Saturday, September 1, 2007

Do Good

One thing running has taught me is to forgive my body. My body wants to do many things that my mind does not envision, and sometimes when my mind envisions it, my body decides it will not yield to the directive.

Yesterday I ran 11.5 miles. I wanted to run an even 12, but I was 2-hours late for a commitment with my 10-year-old. As it does for many things in my life, guilt kept me from the final half mile. My body wanted to go more and my mind did not.

Today I rode 75-miles on my road bike. It was a grueling ride into the wind on the way out. With 20 miles to go I broke away from my riding group and took my own path. I pushed my body beyond its limits. My mind wanted what my body perhaps did not.

I finished the ride and spent the remainder of the day forgiving my body.

I recall discussing the body/mind dynamic with Jon, a former Ironman triathlete, and the best trial litigator whom I have known, not to mention a former State Supreme Court Justice. He was 18-years my senior. He was my mentor and my friend.

Jon told me that the body will control the mind if you allow it to, and that the mind can never control the body fully. He believed that life was a balance between all things, and that harmonious mind/body balance was the goal of any good life.

Jon shared with me tales of his younger days, when (he claims) he was hard drinking. I believed that only when I saw a certain look in his blue eyes. He said he had also been a smoker for years, but I never saw him light up. I knew the reformed Jon, evidently.

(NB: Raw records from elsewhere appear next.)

PR #4255, opened 2024-08-01

### LINKED ISSUE #4253: [Feature Request] mpi4py 4.0.0 was released but LAMMPS requires mpi4py >=2,<=3
**Summary**

LAMMPS internally restricts the mpi4py version to be 2 or 3: 
https://github.com/lammps/lammps/blob/develop/python/lammps/core.py#L372

As mpi4py version 4 was just released it would be great if LAMMPS could add support for mpi4py version 4.

**Detailed Description**

mpi4py version 4.0.0 release https://github.com/mpi4py/mpi4py/releases/tag/4.0.0 

akohlmey:
**Summary**

This pull request combines multiple small changes and fixes that don't warrant a pull request on their own.

**Related Issue(s)**

Implements and thus fixes #4253

**Author(s)**

Axel Kohlmeyer, Temple U

**Licensing**

**Backward Compatibility**

No known issues

**Implementation Notes**

- make sure there the internal dump style is deleted when there is an error in dump_modify. This is to avoid getting re-use of dump-ID WRITE_DUMP  errors when calling write_dump after a previously failed call.
- give access to the git revision info through the library interface
- flag mpi4py version 4.x.x as compatible with the LAMMPS python module for passing MPI communicators
- avoid problems in LAMMPS-GUI when trying to use atom diameters of 0 for images
- open either the development, stable, or release version of the manual from LAMMPS-GUI depending on the git branch of the LAMMPS version linked to it
- change the default of "Reformat on Enter" from yes to no for LAMMPS GUI
- new optional auto-save feature in LAMMPS-GUI that automatically saves the editor before starting a run or exiting (off by default)
- new button in LAMMPS-GUI's snapshot image viewer that toggles between shiny and matted surfaces (default can be set in preferences)
- limit the maximum number of threads used by default in LAMMPS-GUI to 16 to avoid performance issues on machines with very large numbers of threads
- add support and scripts to LAMMPS-GUI for building and distributing it as a flatpak package.
- fix memory leaks, file handle leaks, and uninitialized data access flagged by running valgrind on unittests

**Post Submission Checklist**


src/write_dump.cpp
```diff
@@ -50,15 +50,21 @@ void WriteDump::command(int narg, char **arg)
...
 
+  std::string dump_id = "WRITE_DUMP";
   auto dumpargs = new char *[modindex + 2];
-  dumpargs[0] = (char *) "WRITE_DUMP";                      // dump id
+  dumpargs[0] = (char *) dump_id.c_str();                   // dump id
   dumpargs[1] = arg[0];                                     // group
   dumpargs[2] = arg[1];                                     // dump style
   dumpargs[3] = utils::strdup(std::to_string(dumpfreq));    // dump frequency
 
+  // delete existing dump with same ID to avoid re-use of dump-ID error
```
sjplimp: I don't understand this comment, or possibly the bullet point in the PR summary about this change.  What is a scenario when a dump with the same ID already exists?  Possibly just a library interface issue?  What happens if the user script previoulsy defined a dump with the same ID - we wouldn't want to delete it, correct?

doc/src/Build_development.rst
```diff
@@ -153,7 +153,12 @@ development headers to compile (if those are not found locally a recent
 version of that library will be downloaded and compiled along with
 LAMMPS and the test programs) and will download and compile a specific
 version of the `GoogleTest <https://github.com/google/googletest/>`_ C++
-test framework that is used to implement the tests.
+test framework that is used to implement the tests.  Those unit tests
+may be combined with memory access and leak checking with valgrind
+(see below for how to enabled it).  In that case, running so-called
```
jtclemm: (see below for how to *enable* it)

src/write_dump.cpp
akohlmey: The scenario can happen when you issue a write_dump command twice, but there is an error in the dump_modify part. You have to use the library interface to come across it (it happened to me when testing some feature in LAMMPS-GUI) so that exceptions are caught and thus the application doesn't crash instantly. The annoying part is that you cannot easily resolve this without explicitly using undump.

> What happens if the user script previoulsy defined a dump with the same ID - we wouldn't want to delete it, correct?

That is a tricky issue that applies to a lot of "internal" commands. Usually we derive the internal ID from the parent command/style. This doesn't exist in this special case.

The alternative would be to put a try/catch around the call to dump_modify and delete the dump if the dump_modify fails and then rethrow the error. That makes for rather messy output though.

akohlmey: Here is a small reproducer script:
```python
#!/usr/bin/env python3

from lammps import lammps

lmp = lammps()
lmp.file('in.melt')
try:
  lmp.command('write_dump all image image.jpg type type modify adiam 1 0')
except:
  print("write_dump should fail so this is OK")
try:
  lmp.command('write_dump all image image.jpg type type modify adiam 1 1')
except:
  print("write_dump should not fail so this is not OK")
```
Without the change you get:
```
Dangerous builds not checked
ERROR: Illegal dump_modify command (src/dump_image.cpp:1562)
Last command: write_dump all image image.jpg type type modify adiam 1 0
write_dump should fail so this is OK
ERROR: Reuse of dump ID: WRITE_DUMP (src/output.cpp:748)
Last command: write_dump all image image.jpg type type modify adiam 1 1
write_dump should not fail so this is not OK
Total wall time: 0:00:00
```
But you *should* get:
```
Dangerous builds not checked
ERROR: Illegal dump_modify command (src/dump_image.cpp:1562)
Last command: write_dump all image image.jpg type type modify adiam 1 0
write_dump should fail so this is OK
Total wall time: 0:00:00
```

I'll try again with the try/catch. I had tried this before, but I see now a cleaner alternative.

sjplimp:
@akohlmey Don't see our earlier discussion above, so copying info here:

I asked: What happens if the user script previoulsy defined a dump with the same ID - we wouldn't want to delete it, correct?

You replied: That is a tricky issue that applies to a lot of "internal" commands. Usually we derive the internal ID from the parent command/style. This doesn't exist in this special case.

In the other cases, an earlier input script command by the user, defined an ID which is the same as the ID another LAMMPS command wants to generate internally.  That is treated as an error and LAMMPS stops.  So the solution is for the user to redefine the ID they have control over.

In this case for this PR, the code behavior is to remove the original command (dump in this case) with the matching ID.  Which will happen silently.  I see why it is likely to be OK, b/c the original command was left by an error when accessing via the lib interface.  But what about the rare cases when the user specified the ID (e.g. input script read by lib interface command), and then we whack it.  It seems inconsistent.  Can we at least issue a warning, so the user knows that it happened ?

akohlmey:
> Can we at least issue a warning, so the user knows that it happened ?

There is no more need for that. I reverted to use a try/catch block around the dump_modify command. Previously, that would be a mess because deleted the dump and then issued a *new* error message, but I then realized that I could just rethrow the same exception that I caught and the mess was resolved.

So if the dump-ID already exists, the "dump" command inside the write_dump will error out and there is no problem.
The issue was with faulty "dump_modify" arguments that would trigger an error, but not delete the (temporary) dump so the write_dump command would fail the next time around.  With the current code this will not happen because the error is intercepted,  the dump then deleted before the error processing continue.

sjplimp:
@akohlmey I see - thanks for the explanation

sjplimp (approved):

PR #4262, opened 2024-08-05
Type label support for pair_style commands

jrgissing:
**Summary**

Add type label support for certain pair_style commands that have atom, bond, or angle type arguments

- [x] lj/cut/tip4p/long (KSPACE)
  - [x] corrected*
- [x] lj/long/tip4p/long (KSPACE)
  - [x] corrected*
- [x] tip4p/long (KSPACE)
  - [x] corrected*
- [x] tip4p/long/soft (FEP)
  - [x] corrected*
- [x] lj/cut/tip4p/long/soft (FEP)
  - [x] corrected*
- [x] tip4p_cut (MOLECULE)
  - [x] corrected*
- [x] pair_lj_cut_tip4p_cut (MOLECULE)
  - [x] corrected*
- [ ] eff - skip (essentially an element list, similar to other pair styles)
- [x] pair_coeff for pair_style atm
- [x] pair_coeff for hbond/dreiding/lj
- [x] pair_coeff for hbond/dreiding/morse
- [x] e3b
  - [x] corrected*
- [x] srp
  - [x] corrected*
- [x] pair_write
- [x] add checks for legal atom types
- [ ] Update TIP4P HOWTO with type labels?
- [ ] others? (above found by 'grep "=.\*atom type" pair_\*' in docs/src)

*refactored to not evaluate type labels in pair_style command immediately, but instead when coeff() is called

**Related Issue(s)**

none

~~OPT, GPU, OPENMP packages not checked~~ (should be fine, settings not read in, in these routines)

**Author(s)**

Jake

**Licensing**

**Backward Compatibility**

**Implementation Notes**

**Post Submission Checklist**


jrgissing:
I am realizing that pair_style is often called before types or type labels are defined. In the case of tip4p styles, for example, there is no check for whether typeO is a valid atom type. Perhaps these type of checks can be added in a routine that is called later than settings(), such as ~~init_style()~~ coeff()

sjplimp (approved):

akohlmey:
@jrgissing I figured it out. It is much less severe than I suspected. When calling `Pair::coeff()` after a restart the type strings are empty and the corresponding variables for types already set. You can see the error when running:
```
TEST_ARGS=-v ctest -R tip4p -V
```
This will not only show the test results but also echo the commands and their output. 

Changes are in commit 5da737fd11de324e891099c3c3b551c8e22c32a7

jrgissing:
Thank you! I suspect I will need to port that fix over to some of the non-TIP4P styles, even if they are not triggering an unit test failure. I should be able to do that later tonight

PR #984, opened 2024-06-08
Add parent to Choose an Application dialog

isf63:
Same as #982 but for the Choose an Application dialog.

Fixes a bug in the Open File dialog where right-clicking a file → Open With → Other Applications, the dialog is inaccessible.

Note: There remains one `AppChooserDialog` ctor with a null parent: https://github.com/lxqt/libfm-qt/blob/ed5fd2f206b31c80b4c2d11e1fbc305bfc7b2144/src/filelauncher.cpp#L80 As I've never used launchers I was unsure what to do there.

### DIFF
--- a/src/filemenu.cpp
+++ b/src/filemenu.cpp
@@ -373,7 +373,7 @@ void FileMenu::onOpenTriggered() {
 }
 
 void FileMenu::onOpenWithTriggered() {
-    AppChooserDialog dlg(nullptr);
+    AppChooserDialog dlg(nullptr, parentWidget() ? parentWidget()->window() : nullptr);
     if(sameType_) {
         dlg.setMimeType(info_->mimeType());
     }


tsujan:
I'm not sure we want to go so far. While https://github.com/lxqt/libfm-qt/pull/982 served as a workaround for file-dialogs that were opened in Firefox and similar apps through portals, App-chooser dialog shouldn't be closed on closing another window, because it's about file association. Yes, I know that the same thing may happen with it through portals, but that's only a special case.

isf63:
The app-chooser dialog is primarily about "How do you want to open this file right now? (And do you want to set its types' default action?)". It's not like lxqt-config-file-associations and primarily about settings. It's unlikely that someone would close the FM before completing the dialog, and also expect the dialog to still be active.

Benefits to this:
- UX improvement with centering, like https://github.com/lxqt/libfm-qt/pull/982.
- Fixes a layering bug in the Open File dialog.

Concerns:
- Closing a FM window with this dialog open triggers a Desktop refresh.
- Closing a Open File dialog with it open, doesn't close the app-chooser.

tsujan:
> UX improvement with centering....

In the case of properties dialog, we have a file/folder inside the view. So, it makes sense to center the dialog, *although it isn't necessary* (and that was why I hadn't made a PR until https://github.com/lxqt/libfm-qt/issues/981 was reported). Associating an app with a mime type goes beyond a single file, and so, centering can't be considered as a benefit.

> Fixes a layering bug in the Open File dialog.

That's not our bug. It may happen with portals or some WMs — it doesn't happen here with Qt apps (= no portal).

Jon saw Buddha in Christ and visa versa. He sprinkled his theology into our discussions. I didn't mind because I was in the presence of a great man. I say "great man" because he was an ordinary man who did extraordinary things.

I cannot get the image of him sitting across from me at his desk (as we often did), on a bright sunny day. His entire office walls were window, from ground up to ceiling and the wall sloped so as to make a window ceiling. He told me then that the key to balance is forgiveness. He discussed training for his Ironman and explained that there were many days when he just needed to forgive his body for not being the body that he pushed it to be.

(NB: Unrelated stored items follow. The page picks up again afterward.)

PR #991, opened 2024-07-08
Improve side pane spacing

SnAgCu:
Currently the spacing of items in the side pane list view is a bit off, there is less space between the headers and the items next to them than between the child items:
screenshot-07a5d3cb

That happens because the headers have no icons.
This changes that by making the headers taller.
Picture of before and after with the first header focused:
focusbefore focusafter

Tested with different icon and font sizes and styles and scaling.

### DIFF
--- a/src/folderitemdelegate.cpp
+++ b/src/folderitemdelegate.cpp
@@ -46,6 +46,9 @@ FolderItemDelegate::FolderItemDelegate(QAbstractItemView* view, QObject* parent)
     removeIcon_(QIcon::fromTheme(QStringLiteral("list-remove"))),
     fileInfoRole_(Fm::FolderModel::FileInfoRole),
     iconInfoRole_(-1),
+    isHeaderRole_(-1),
+    headerMarginTop_(5),
+    headerMarginBottom_(4),
     margins_(QSize(3, 3)),
     shadowHidden_(false),
     hasEditor_(false) {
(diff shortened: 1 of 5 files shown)


tsujan:
> Currently the spacing of items in the side pane list view is a bit off

It isn't. It's calculated by Qt and `QStyle` and depends on the font size, icon size, and the presence of an icon, among other factors. There's no good reason to add codes for changing it. What you've marked in your screenshot is what you see because of those letters that appear in names.

Also, the "headers" are already distinguished by indentation.

SnAgCu:
>It's calculated by Qt and QStyle and depends on the font size, icon size, and the presence of an icon, among other factors.

Yes, but because the hedaers don't have icons it _looks_ off.

>What you've marked in your screenshot is what you see because of those letters that appear in names.

No, I've measured from the edges of the small letters, it is independent of the actual text:

what2

The "headers" shouldn't be closer to the top item than the space between items, at least all the spacing should be the same.

tsujan:
These screenshots show how the spacing between view items depends on the Qt style (with Fusion, Breeze and Kvantum — Kvantum can give any spacing, depending on its active theme):

1-fusion
2-breeze
3-kvantum


Fusion may draw the most compact item view — and some users may not like it — but it's how it is. We don't add codes to make Fusion or any other style look better ;)

> No, I've measured from the edges of the small letters,

Those are the letters that exist there. Qt calculates the text height for all possible letters.

SnAgCu:
I am not changing the space between the child items, only between the headers, and this is a custom view. All your screenshots show the same issue.

SnAgCu:
Please forget about the implementation for a moment and just look at it as lines of text.
Text line spacing is measured baseline to baseline.
Look at [https://lxqt-project.org/release/2024/06/27/point-releases-qtermwidget-qterminal-2-0-1/](https://lxqt-project.org/release/2024/06/27/point-releases-qtermwidget-qterminal-2-0-1/):

Screenshot 2024-07-09 at 16-34-01 Point Releases Qtermwidget and QTerminal 2 0 1 LXQt

The headings have more space above them.
If we remove that space to make it less than the space between the lines in a paragraph it looks wrong:

Screenshot 2024-07-09 at 16-34-01 Point Releases Qtermwidget and QTerminal 2 0 1 LXQt2

Because it is wrong. And that is how the side pane is. Yes it is less pronounced on some configurations, but it is there.

tsujan:
Please report anything you see as a problem to Qt. Closing this...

Jon discussed the need for balance in training, and I did not realize then that he was also speaking about life in a metaphoric sense.

He was candid and kind and he taught me more about life than anything else.

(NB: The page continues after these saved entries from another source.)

PR #992, opened 2024-07-11
Fixed a vulnerability about trusted locations

tsujan:
With the master code, if you made a desktop entry like this (replace YOUR_USER_NAME with your user name):

```
[Desktop Entry]
Name=Test
Comment=
URL=/usr/share/../../home/YOUR_USER_NAME/Downloads/any.desktop
Type=Link
Icon=application-x-desktop
Terminal=false
```

then it would be considered "safe" and execute `/home/YOUR_USER_NAME/Downloads/any.desktop` without prompt. This patch fixes the issue by not relying on the relative paths.

This vulnerability was kindly reported by an attentive user via email. I wasn't sure if he wanted his name to be mentioned here.

NOTE: We can also trust `/usr/local/share/` or more paths, but IMHO there's no need to be too meticulous in this regard.

### DIFF
--- a/src/core/fileinfo.cpp
+++ b/src/core/fileinfo.cpp
@@ -390,15 +390,14 @@ bool FileInfo::isExecutableType() const {
          they are native and have read permission */
         if(isNative() && (mode_ & (S_IRUSR|S_IRGRP|S_IROTH))) {
             if(isShortcut() && !target_.empty()) {
-                /* handle shortcuts from desktop to menu entries:
-                   first check for entries in /usr/share/applications and such
-                   which may be considered as a safe desktop entry path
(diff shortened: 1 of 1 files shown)


stefonarch:
>This vulnerability was kindly reported by an attentive user via email. I wasn't sure if he wanted his name to be mentioned here.

He doesn't:

> Please do not use my name if you plan to credit this issue/vulnerability.

tsujan:
> He doesn't:...

I have telepathy.

stefonarch (approved):
This needs a point release IMO,

tsujan:
> This needs a point release IMO,

A desktop entry with `/usr/share/../../` as its URL is practically nonexistent; there's no real threat.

I spoke to Jon my last time, two years from tomorrow's date. He died 4 days later of liver cancer, on September 6, 2005. Our last conversation was, again, about being gentle to oneself. While in a haze from the pain medicine, Jon spoke so gently and kindly to me about my future. The last thing he said to me was "do good."

Immediately after I spoke to him, I knew that I had just had my last words with Jon---that he had just said good-bye to me in his way.

Now a runner myself, in life and otherwise, I understand more of what Jon was trying to impart.

I will take his words with me on tomorrow's 22-mile run. It is Sunday long-run day. I think Jon would be happy that I will forgive my body tomorrow, and the next day and the next. He understood the balance between forgiving oneself and doing good.

I imagine that Jon might also be pleased that I am running my longest run.